Pandas module is a well-liked open-source tool for handling and analyzing data. It offers effective tools for manipulating tabular data, such as the ability to read and write data in a variety of formats, clean and transform data, choose and filter data based on a variety of criteria, aggregate and summarize data, and visualize data. This blog will tell you few capabilities about pandas. To explore more you can check out pandas official documentation.
Install Pandas
pip install pandas
Load File
Pandas supports different types of file formats including XML, HTML, JSON, XLSX, CSV, ZIP, TXT.
import pandas as pd
dataframe = pd.read_csv('filename.csv') # Loading data from a CSV file
dataframe = pd.read_excel('filename.xlsx') # Loading data from an Excel file
dataframe = pd.read_json('filename.json') # Loading data from a Json file
Viewing Data
Use the head method to view the first few rows of the DataFrame, and the tail method to view the last few rows.
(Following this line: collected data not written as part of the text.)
Issue #55, opened 2016-11-08
Integration test: Timeout (12s) waiting for privilege escalation prompt


dkoshkin:
```
15/16..  Configure Kubernetes DNS                                               
- Running task: verify kubernetes-dns service is running
  ip-10-0-3-225 Timeout (12s) waiting for privilege escalation prompt:          [ERROR]
error installing: error running playbook: error running ansible: exit status 2


• Failure [2451.920 seconds]
Happy Path Installation Tests
/var/snap-ci/src/github.com/apprenda/kismatic/integration/install_test.go:194
  Installing with private Docker registry
  /var/snap-ci/src/github.com/apprenda/kismatic/integration/install_test.go:193
    Using a 1/1/1 CentOS 7 layout
    /var/snap-ci/src/github.com/apprenda/kismatic/integration/install_test.go:192
      Using a custom registry provided by the user
      /var/snap-ci/src/github.com/apprenda/kismatic/integration/install_test.go:191
        should result in a working cluster [It]
        /var/snap-ci/src/github.com/apprenda/kismatic/integration/framework.go:16
```

dkoshkin:
This looks like a reported Anisble issue https://github.com/ansible/ansible/issues/13278. the suggested fix is to increase the `timeout` option in Ansible. This is an SSH timeout not a task timeout.
I don't know if this will fix the issue, it could jut be an AWS thing.

dkoshkin:
On a related note do we use https://github.com/apprenda/kismatic/blob/master/ansible.cfg or https://github.com/apprenda/kismatic/blob/master/ansible/ansible.cfg anywhere, I can't find any mentions.

Looks like the cfg vars are being set in https://github.com/apprenda/kismatic/blob/master/pkg/ansible/runner.go#L132

PR #59, opened 2016-11-08
Increase Ansible timeout for SSH connections

dkoshkin:
Fix for #55 

Can we remove `ansible.cfg` files?

### DIFF
--- a/pkg/ansible/runner.go
+++ b/pkg/ansible/runner.go
@@ -133,6 +133,7 @@ func (r *runner) startPlaybook(playbookFile string, inv Inventory, vars ExtraVar
 	os.Setenv("ANSIBLE_HOST_KEY_CHECKING", "False")
 	os.Setenv("ANSIBLE_CALLBACK_PLUGINS", filepath.Join(r.ansibleDir, "playbooks", "callback"))
 	os.Setenv("ANSIBLE_CALLBACK_WHITELIST", "json_lines")
+	os.Setenv("TIMEOUT", "30")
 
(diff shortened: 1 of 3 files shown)


alexbrand:
Sounds like we need to set the `ANSIBLE_SSH_CONTROL_PATH` env var as well to the value in the ansible.cfg to be able to get rid of the config file.

pkg/ansible/runner.go
```diff
@@ -133,6 +133,8 @@ func (r *runner) startPlaybook(playbookFile string, inv Inventory, vars ExtraVar
 	os.Setenv("ANSIBLE_HOST_KEY_CHECKING", "False")
 	os.Setenv("ANSIBLE_CALLBACK_PLUGINS", filepath.Join(r.ansibleDir, "playbooks", "callback"))
 	os.Setenv("ANSIBLE_CALLBACK_WHITELIST", "json_lines")
+	os.Setenv("TIMEOUT", "30")
+	os.Setenv("ANSIBLE_SSH_ARGS", "-C -o ControlMaster=auto -o ControlPersist=1800s -o ControlPath=/tmp/ssh-%r-%h-%p")
```
dkoshkin: `ANSIBLE_SSH_ARGS` is seems to be enough

dkoshkin:
Ansible command that gets exectued, all variables are still present
```
<192.168.205.13> SSH: EXEC ssh -C -vvv -C -o ControlMaster=auto -o ControlPersist=1800s -o ControlPath=/tmp/ssh-%r-%h-%p -o StrictHostKeyChecking=no
```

dataframe.head() # Displays the first 5 rows
dataframe.head(10) # Displays the first 10 rows
dataframe.tail() # Displays the last 5 rows
dataframe.tail(10) # Displays the last 10 rows
dataframe.nlargest(2, 'column_name') # Top n rows with the largest values
dataframe.nsmallest(2, 'column_name') # Top n rows with the smallest values
dataframe.info() # Displays the summary of the dataframe
dataframe.describe() # Generates descriptive statistics
Additional methods:
dataframe.columns- View column namesdataframe.index- View index namedataframe['column_name'].value_counts()- Count unique occurrencesdataframe['column_name'].tolist()- List column values
Data Selection
Use loc and iloc methods to select specific columns and rows:
dataframe['column_name'] # Selecting a single column
dataframe[['column1', 'column2']] # Selecting multiple columns
dataframe.loc[row_index, 'column_name'] # Label-based selection
dataframe.iloc[row_index, column_index] # Index-based selection
Data Manipulation
Pandas provides powerful methods for data manipulation:
dataframe['new_column'] = dataframe['column1'] + dataframe['column2'] # Create new column
dataframe.drop(['column1', 'column2'], axis=1, inplace=True) # Drop columns
dataframe.rename(columns={'old_name': 'new_name'}, inplace=True) # Rename columns
dataframe.replace(to_replace='old_value', value='new_value', inplace=True) # Replace values
Filtering Data
dataframe[dataframe['column_name'] > value] # Filter by condition
dataframe[dataframe['column_name'].isin(['value1', 'value2'])] # Filter by list of values
Grouping Data
dataframe.groupby('category')['value'].mean() # Group by category and calculate mean
Sorting Data
dataframe.sort_values('column_name', ascending=True) # Sort by column
Merge, Concat, and Join
dataframe1.merge(dataframe2, on='column_name', how='inner') # Inner join
pd.concat([dataframe1, dataframe2], axis=0) # Concatenate
String Operations
dataframe['column_name'].str.lower() # Convert text to lowercase
Reshaping Data
dataframe.pivot_table(values='value', index='index_column', columns='column_name') # Pivot table
Handling Time Series Data
dataframe['date_column'] = pd.to_datetime(dataframe['date_column']) # Convert to datetime
In conclusion, pandas is a powerful library for data processing and analysis in Python. It provides a wide range of capabilities for working with tabular data effectively.